*** Opening of INPUT DATA ***

PR #142, opened 2016-12-22
Add support for Redox

jackpot51:
This adds support for Redox to the `time` crate

Due to the lack of appropriate time functions in `std`, and a desire to not be dependent on a `libc` - I have implemented `gmtime` and its inverse, `mktime` inline. Redox does not currently support timezones, so they will not be added to `time` until they are supported.

### DIFF
--- a/Cargo.toml
+++ b/Cargo.toml
@@ -15,6 +15,9 @@ Utilities for working with time-related functions in Rust.
 libc = "0.2.1"
 rustc-serialize = { version = "0.3", optional = true }
 
+[target.'cfg(target_os = "redox")'.dependencies]
+redox_syscall = "0.1"
+
 [target.'cfg(windows)'.dependencies]
 winapi = "0.2.0"
 kernel32-sys = "0.2.0"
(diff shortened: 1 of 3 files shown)


jackpot51:
@alexcrichton This will fix the compilation of, from what I can tell, about 400 directly dependent crates, and maybe thousands of indirectly dependent crates on Redox. The thing I expect to be questioned is the inlining of `gmdate`, but this allows for `time` to be used without dependencies on `libc` in Redox.

alexcrichton:
I talked about this briefly with @brson on IRC yesterday. I'm gonna hold off on merging this until we have a chance to discuss with @rust-lang/libs first in the next triage meeting.

My worry here is that adding a litany of os-specific dependencies has an impact on downstream users of this crate. For example if any crate runs `cargo vendor` or `cargo fetch` it'll pull *all* upstream dependencies regardless of the platform. I'd just want to make sure we take this step purposefully as we've discussed very little the impact of new OS support on the crates ecosystem, only for the standard library.

jackpot51:
@alexcrichton If all that were done were to add target_os = "redox" to the cfg(unix) line, would that be easier to merge?

jackpot51:
@alexcrichton is it possible to publish a new version to crates.io?

alexcrichton:
Sure, done.

PR #148, opened 2017-05-11
Workaround lack of tm_gmtoff on Solaris.

dhduvall:
The crate doesn't compile at all on Solaris due to a missing tm_gmtoff.  Until we get that implemented natively, we should have a workaround.  I'm not sure how to make it dynamic based on the presence or absence of the symbol in the struct, but this is at least a start.  It compiles and passes the testsuite.

@binarycrusader

### DIFF
--- a/src/sys.rs
+++ b/src/sys.rs
@@ -209,6 +209,12 @@ mod inner {
     #[cfg(all(not(target_os = "macos"), not(target_os = "ios")))]
     pub use self::unix::*;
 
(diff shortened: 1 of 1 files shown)


alexcrichton:
Thanks!

nbaksalyar:
@alexcrichton could you please update `time` on crates.io with this patch? Cargo depends on this crate and currently some effort is required to make it work on Solaris/Illumos. Thank you!

alexcrichton:
Certainly!

PR #150, opened 2017-06-30
make time no_std compatible

th0br0:
There currently exists no `no_std` compatible time parser library. Let's change that!

This adds the `no_std` feature to the crate which selectively toggles (via far too many `#[cfg(...)]`) compilation against std or without.
Some tests were split or disabled if not compatible with `no_std`.


alexcrichton:
Thanks! Typically with no_std support that means the library is *always* tagged as `no_std` and then when the "use std" feature is enabled it'll pull in the standard library and add more impls, perhaps that route could be taken here? I think that'd help cut down on the amount of `#[cfg]` here perhaps.

alexcrichton:
I'm also wary for the "no_std" feature to start requiring nightly, would it be possiblef or all modes here to compile on stable?

th0br0:
Instead of having a `no_std` feature, there is now an `std` feature that is enabled by default.
`--no-default-features` works on stable, `to_string()` is only enabled on `nightly` given that `collections/alloc` is only available there. 
I'm guessing that those will stabilise at some point so that `ToString` is no longer in `std` on stable either?

src/lib.rs
```diff
@@ -29,12 +29,15 @@
...
 //! standard library.
-
 #![doc(html_logo_url = "https://www.rust-lang.org/logos/rust-logo-128x128-blk-v2.png",
        html_favicon_url = "https://www.rust-lang.org/favicon.ico",
        html_root_url = "https://doc.rust-lang.org/time/")]
 #![allow(trivial_numeric_casts)]
+#![allow(unused_imports)]
 #![cfg_attr(test, deny(warnings))]
+#![cfg_attr(test, allow(deprecated))]
+#![cfg_attr(not(feature = "std"), no_std)]
```
alexcrichton: I'd actually recommend unconditionally having this attribute, and then all the import directives can import from `core` instead of `std` most of the time, hopefully cutting down on a lot of the `#[cfg]` traffic.

Cargo.toml
```diff
@@ -7,10 +7,16 @@ license = "MIT/Apache-2.0"
...
 Utilities for working with time-related functions in Rust.
 """
 
+[features]
+default = ["std"]
+std = []
+nightly = []
+
 [dependencies]
 libc = "0.2.1"
```
alexcrichton: Want to disable default features here so `libc` itself doesn't pull in the standard library?

src/lib.rs
th0br0: This conflicts with `rustc_serialize` which will not build if `no_std` is enabled (as it can't derive the required traits)

alexcrichton: Hm let me put this another way. This change should have `#![no_std]` unconditionally. Where the standard library is required there'd be a `#[cfg]` and you can have `extern crate std` and import directly from std.

alexcrichton: Oh this is baked into that derive mode... If that's the case then this can be conditional, but the library should have an explicit `extern crate core` and use imports from there rather than conditionally importing from core/std

src/duration.rs
```diff
@@ -401,11 +408,18 @@ impl fmt::Display for Duration {
...
 
 impl fmt::Display for OutOfRangeError {
+    #[cfg(feature = "std")]
     fn fmt(&self, f: &mut fmt::Formatter) -> fmt::Result {
         write!(f, "{}", self.description())
     }
+
+    #[cfg(not(feature = "std"))]
+    fn fmt(&self, f: &mut fmt::Formatter) -> fmt::Result {
+        write!(f,"Source duration value is out of range for the target type")
```
alexcrichton: Could this be deduplicated with the implementation above?

src/duration.rs
```diff
@@ -444,9 +458,18 @@ fn div_rem_64(this: i64, other: i64) -> (i64, i64) {
 #[cfg(test)]
 mod tests {
     use super::{Duration, MIN, MAX, OutOfRangeError};
-    use std::{i32, i64};
+
+    #[cfg(feature = "std")]
```
alexcrichton: Since testing always implies the standard library, could we just always run tests with the `std` feature?

src/lib.rs
```diff
@@ -45,10 +48,22 @@
...
-use std::ops::{Add, Sub};
+#[cfg(feature = "std")]
+mod std_impl;
+
+#[cfg(feature = "nightly")]
+#[macro_use]
+extern crate alloc;
+
+#[cfg(feature = "std")]
+extern crate core;
```
alexcrichton: Can this unconditionally always be here?

src/lib.rs
```diff
@@ -45,10 +48,22 @@
...
 #[cfg(all(windows, test))] extern crate advapi32;
 
-use std::cmp::Ordering;
-use std::error::Error;
-use std::fmt;
-use std::ops::{Add, Sub};
+#[cfg(feature = "std")]
+mod std_impl;
+
+#[cfg(feature = "nightly")]
```
alexcrichton: Could this feature be dropped for now? I'd prefer to not have the crate all of a sudden require a nightly compiler when certain features are enabled on the crate

src/lib.rs
```diff
@@ -144,142 +160,6 @@ impl Sub<Timespec> for Timespec {
...
-    Timespec::new(sec, nsec)
-}
-
-
-/**
- * Returns the current value of a high-resolution performance counter
- * in nanoseconds since an unspecified epoch.
- */
-pub fn precise_time_ns() -> u64 {
-    sys::get_precise_ns()
```
alexcrichton: Isn't this a valid api to have in a no-std situation?

src/duration.rs
th0br0: How'd we validate that the `no-std` implementation of, e.g. the formatting stuff, works as intended?The no-std doesn't know timezones, so needs some stuff handled separately.

src/lib.rs
th0br0: `rustc` complains about duplicate crate definition if it's there unconditionally.

src/lib.rs
th0br0: I understand your concern, but without this feature there's no way to do `strptime` or similar in no-std. The necessary structs are only available via alloc/nightly

src/lib.rs
th0br0: It depends on the underlying OS(or bare metal stack or whatever) though and thus can't be provided as part of the no-std library impl.

src/duration.rs
th0br0: We run into borrow-checker issues here as Error wants a `&str` but `Display/ToString` allocates a String. I've replaced the duplication with a const.

src/duration.rs
th0br0: Testing doesn't imply the standard library by default. I could drop the `cfg(feature)` for tests and always add std when testing.

alexcrichton:
Hm sorry I think I may be missing something. What's the use case of having the `time` crate be compatible with `no_std` if it doesn't actually expose any of the libc functionality?

th0br0:
A specific use case could be an embedded device that needs to parse or format a timestamp.
In addition to that, there's also the standardised/typed way of constructing a timestamp and accessing its different 'fields' (e.g. days, weeks, ... ) - in addition to being able to have a typed way of creating timestamps and accessing,

vks:
> Instead of having a no_std feature, there is now an std feature that is enabled by default.

Isn't that a breaking change for people who where using `time` with `no-default-features`?

th0br0:
The crate currently has no default features, so it wouldn't have made any sense for people to disable them. 
But yes, that would be a breaking change for whoever uses the crate with those settings and accesses methods for getting the current time / timezone stuff

alexcrichton:
@th0br0 but even with this PR there's still an unconditional dependency on libc? Doesn't that mean we should also take advantage of it?

th0br0:
Good catch - with 52b95ff libc is made an optional dependency.
`libc` is only used for the unix `sys::` methods

src/duration.rs
```diff
@@ -310,7 +356,10 @@ impl Add for Duration {
             nanos -= NANOS_PER_SEC;
             secs += 1;
         }
-        Duration { secs: secs, nanos: nanos }
+        Duration {
+            secs: secs,
+            nanos: nanos,
+        }
```
alexcrichton: It looks like there's a lot of formatting-related changes in this diff, can those all be removed into a separate PR?

src/duration.rs
alexcrichton: Ah sorry what I mean is that testing implies `extern crate test` which implies that you can have `extern crate std` here and then use imports like `ToString` from `std`. That'll avoid any need for `#[cfg]` here.

src/lib.rs
```diff
@@ -29,26 +29,36 @@
...
 #![allow(trivial_numeric_casts)]
+#![allow(unused_imports)]
 #![cfg_attr(test, deny(warnings))]
+#![cfg_attr(test, allow(deprecated))]
+#![cfg_attr(not(feature = "std"), no_std)]
 
 #[cfg(target_os = "redox")] extern crate syscall;
-#[cfg(unix)] extern crate libc;
+#[cfg(all(unix, feature = "std"))] extern crate libc;
 #[cfg(windows)] extern crate kernel32;
```
alexcrichton: I think these run the same problem with `libc`, right? This effectively means that `no_std` doesn't work on Windows?

src/sys.rs
```diff
@@ -2,14 +2,18 @@
...
+#[cfg(any(target_os = "redox", not(feature = "std")))]
 mod inner {
-    use std::fmt;
-    use std::cmp::Ordering;
-    use std::ops::{Add, Sub};
+    use core::fmt;
+    use core::cmp::Ordering;
+    use core::ops::{Add, Sub};
+
+    #[cfg(feature = "std")]
```
alexcrichton: This entire module is gated, right? Does each statement here need a `#[cfg]`? Is there a way we can cut down on the `#[cfg]` traffic?

PR #168, opened 2018-09-06
Add #[derive]d Hash impl to Duration

nabijaczleweli:
This counts as a "bugfix", right?


giacomocariello:
It would be great if this could fit in the next release cycle.

PR #172, opened 2018-12-28
Fix issue with SGX port, bump crate version

jethrogb:


jethrogb:
I don't think the CI failure is caused by this PR

PR #181, opened 2019-09-23
Remove the patch revision specification for libc

AdminXVII:
Making the dependency on "libc" specific to the patch revision removes the ability to get new updates. For example, the 0.2.62 version is needed for Redox to work, but this crate does not allow it.

Remove the patch version and also bump the patch version of the crate for release.

### DIFF
--- a/Cargo.toml
+++ b/Cargo.toml
@@ -1,7 +1,7 @@
 [package]
 
 name = "time"
-version = "0.1.42"
+version = "0.1.43"
 authors = ["The Rust Project Developers"]
 license = "MIT/Apache-2.0"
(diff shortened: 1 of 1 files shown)


AdminXVII:
Hi, is there a reason why this was closed? Will it be fixed in another PR? Because that's blocking many things on Redox, so it would be nice to fix it.

jhpratt:
@AdminXVII I'm currently in the process of rewriting time to be based on `std::time`. v0.1 is essentially unmaintained at this point. Hopefully there will be something relatively soon that can fix your issues!

AdminXVII:
@jhpratt Ok, thanks! Glad to hear this.

PR #185, opened 2019-10-21
Fix typos in README

clee:
Also enabled TOML syntax highlighting for TOML snippets.

### DIFF
--- a/README.md
+++ b/README.md
@@ -12,16 +12,16 @@
 
 ### `#![no_std]`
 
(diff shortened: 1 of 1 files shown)


jhpratt:
I was going to say that "useable" is preferred to "usable", but Merriam-Webster has the former as a less common variant. For whatever reason, I didn't realize that TOML was supported as a "language" in GFM.

Thanks! Merging.

PR #187, opened 2019-11-16
Localization: Add French

homersimpsons:


jhpratt:
Are the month and weekday names always capitalized in French? From quickly searching, that doesn't appear to be the case. For months, on [what appears to be the official website](http://www.academie-francaise.fr/majuscules-aux-noms-de-jours-et-de-mois) (using Google Translate; I don't speak French):

> Since they are common nouns, they must not, except at the beginning of the sentence, be written with a capital letter and they take, one and the other, the mark of the plural.

Also, what level experience do you have with French (personally)?

homersimpsons:
@jhpratt You are right, months and weekdays are not capitalized in french. I did copy paste the english translation and though that everything should be capitalize (I didn't see that spanish ones weren't).

I am French so i'm a native speaker :)

(I will fix the PR tomorrow)

jhpratt:
Awesome, thanks! I'll merge it in once that's updated.

homersimpsons:
I did just push an update.

I ordered the enum alphabetically and use the same translations as C `strftime` ([found here](https://sourceware.org/git/?p=glibc.git;a=blob;f=localedata/locales/fr_FR;h=a18c514f1921fed0049d3b769c95c9e0f864fb2f;hb=HEAD)) as the doc states:

> Time's formatting behavior is based on strftime in C

jhpratt:
Complete nitpick, but can the periods/full stops be removed from the abbreviations?

Side note: I wish GitHub gave me some way to edit the code directly. I _could_ merge the PR with edits locally, but then this wouldn't be indicated as merged.

homersimpsons:
I just removed those periods. Those are used in french to indacate that it's an avbbreviation in that context.

jhpratt:
It's the same situation in English, generally speaking. I just think that it's trivial to add the periods if desired, but it's not as easy to remove them.

Thanks for the changes! Merging.

homersimpsons:
But for some short month the abbreviation is the same as the none abbreviated form so it might be harder to add correctly the period if needed :)

jhpratt:
Hmm, you're right. I'll think about this more for sure, as that's also the case for English. Perhaps it could be another modifier on the specifier.

jhpratt:
@homersimpsons After looking into glibc some, it looks like their localization files are quite accurate. As such, I'll actually be pulling in data for plenty of other languages as well, leaving punctuation as-is.

This will be done via a build script, as otherwise it would be an unwieldy file to maintain.

Thanks again for the reference.

PR #561, opened 2023-03-28
add support for bincode v2

irevoire:
Hey!
I don’t know if this is the kind of PR you would be willing to merge, but I would really like to use bincode in our workflow, and the only blocking crate is time, so I was wondering if it would be possible to add the support of bincode under a feature flag.

### DIFF
--- a/time/Cargo.toml
+++ b/time/Cargo.toml
@@ -31,6 +31,7 @@ macros = ["dep:time-macros"]
 parsing = ["time-macros?/parsing"]
 quickcheck = ["dep:quickcheck", "alloc"]
 rand = ["dep:rand"]
+bincode = ["dep:bincode"]
 serde = ["dep:serde", "time-macros?/serde"]
 serde-human-readable = ["serde", "formatting", "parsing"]
 # Deprecated in favor of using the relevant flags directly.
@@ -44,6 +45,7 @@ wasm-bindgen = ["dep:js-sys"]
 itoa = { version = "1.0.1", optional = true }
 quickcheck = { version = "1.0.3", default-features = false, optional = true }
 rand = { version = "0.8.4", optional = true, default-features = false }
+bincode = { version = "2.0.0-rc", default-features = false, optional = true }
 serde = { version = "1.0.126", optional = true, default-features = false }
 time-core = { version = "=0.1.0", path = "../time-core" }
 time-macros = { version = "=0.2.8", path = "../time-macros", optional = true }
--- a/time/src/date.rs
+++ b/time/src/date.rs
@@ -32,6 +32,7 @@ pub(crate) const MAX_YEAR: i32 = if cfg!(feature = "large-dates") {
 /// inclusive by enabling the `large-dates` crate feature. Doing so has performance implications
 /// and introduces some ambiguities when parsing.
 #[derive(Clone, Copy, PartialEq, Eq, Hash, PartialOrd, Ord)]
+#[cfg_attr(bincode, derive(bincode::Encode, bincode::Decode))]
 pub struct Date {
     /// Bitpacked field containing both the year and ordinal.
     // |     xx     | xxxxxxxxxxxxxxxxxxxxx | xxxxxxxxx |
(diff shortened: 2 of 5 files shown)


irevoire:
Hey,

> What advantage does this give over using the native support for any type implementing Serialize/Deserialize?

So here are the two points of why I want to use bincode;
- bincode v2 is generally faster than bincode+serde ([with lto enabled](https://github.com/bincode-org/bincode/issues/618))
- A lot of attributes you can use in serde breaks bincode+serde, while it always works with Encode/Decode

> Also, does the derive not implicitly guarantee a stable ABI on my end?

That’s something else I wanted to talk about with you before merging anything. I _think_ what I did is the worst way to implement Encode/Decode. tbh I did it because I needed it fast, but yes, it forces you to never change your structures (at least in a patch version), + it’s not optimal at all, I think.

I don’t know much about the crate and dates in general, so let me know if I’m wrong, but I think we would be better off implementing our own Encode/Decode. Do you think storing a single `unix_timestamp()` of the `OffsetDateTime` would be enough? Should we also encode the offset?

irevoire:
> Is this a technical restriction or merely unimplemented? If the latter, it's something that should be fixed upstream.

That's a technical restriction, it can’t be implemented, and that’s the reason for all this bincodev2 thingy

jhpratt:
I'd likely need more of an explanation of the actual restriction if this were to be merged. However, the release candidate for ~18 months is more than reason to not merge this, at least for the time being.

swwu:
Hey @jhpratt ! I wanted to follow up with some specifics about the limitations of bincode+serde, just for clarification's sake (although I agree that it doesn't make sense to merge this until `bincode2` is out of RC).

The main restrictions are around how bincode isn't a self-describing format, i.e. bincode can't serialize information about its own format. This means that it can't properly implement the `Deserializer::deserialize_any` method in serde. There's a list [here](https://docs.rs/bincode/2.0.0-rc.1/bincode/serde/index.html#known-issues) of all the things in serde that, for this reason, can't be implemented in bincode, but the short version is that anything that changes the structure of the produced serialization (skipping, flattening, enum tagging, etc) can't be done via bincode.

This is obviously annoying when working with `bincode` alongside, say, `serde_json`, since serde's default internal tagging for enums is fairly annoying to handle in a typescript/javascript frontend; this often means that you have to maintain different concrete structs (or manually implement a custom serializer/deserializer) if you want both ergonomic JSON output _and_ bincode on a particular struct. Bincode2 gets around this by implementing its own, non-serde-based `Encode` and `Decode` traits, that lets you use tagging/flattening/skipping to your heart's content for JSON, while still preserving bincode serializability.

Hope that helps!

jhpratt:
The only time `deserialize_any` is used in `time` is when implementing the visitor for `Option<T>`. It would be preferable if serde could handle container types (like `Option` and `Vec` natively, but that's not currently the case. Aside from that one instance, I don't see any reason it shouldn't work with bincode. None of the attributes mentioned on the linked page are used either.

swwu:
I think it would be less using `time` directly, but having a data structure that included one. For instance, you might have some type that looks like this:
```rust
#[derive(Serialize, Deserialize)]
#[serde(untagged)]
pub enum TimeOrElse {
  Time(Time),
  Else
}
```
which would serialize fine in `serde_json`, but not in bincode+serde, _even if_ `time` itself didn't run afoul of `deserialize_any`, because the `untagged` forces use of `deserialize_any`. In this case, it would be nice to do something like this instead:
```rust
#[derive(Serialize, Deserialize, bincode2::Encode, bincode2::Decode)]
#[serde(untagged)]
pub enum TimeOrElse {
  Time(Time),
  Else
}
```
Which would allow us to serialize/deserialize this struct using bincode as well as `serde_json`. But, of course, this only works if `Time: bincode2:Encode + bincode2: Decode`.

jhpratt:
That doesn't strike me as a particularly strong use case. As `time` works as expected on its own, I don't see the need to provide dedicated trait implementations. `bincode` could provide an implementation on the types directly or any crate can do the same via a wrapper struct.

PR #565, opened 2023-04-11
Add getters for ComponentRange

a1ien:
This methods is useful if you want to implement custom error printing.


a1ien:
Suggest then how to customize the error message. How to get what range is incorrect?
For example, in the current display implementation, you print the range as 1..=30, but this does not look good for the user interface.

PR #569, opened 2023-04-20
feat: add NAIVE_UNIX_EPOCH constant to PrimitiveDateTime

xoac:
I am not sure if this is acceptable in terms of interface `time` crate want to provide. I think `NAIVE` prefix is nice suggestion that developer is responsible for correctness of logic here and such constant can be useful.

### DIFF
--- a/time/src/date_time.rs
+++ b/time/src/date_time.rs
@@ -220,6 +220,12 @@ impl DateTime<offset_kind::None> {
         time: Time::MAX,
         offset: (),
     };
+
+    pub const NAIVE_UNIX_EPOCH: Self = Self {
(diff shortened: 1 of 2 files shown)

*** Close of INPUT DATA ***

Filter the lines above, keeping each one that contains the string "sorry".

_EXPECTED ANSWER:_
Hm sorry I think I may be missing something. What's the use case of having the `time` crate be compatible with `no_std` if it doesn't actually expose any of the libc functionality?
alexcrichton: Ah sorry what I mean is that testing implies `extern crate test` which implies that you can have `extern crate std` here and then use imports like `ToString` from `std`. That'll avoid any need for `#[cfg]` here.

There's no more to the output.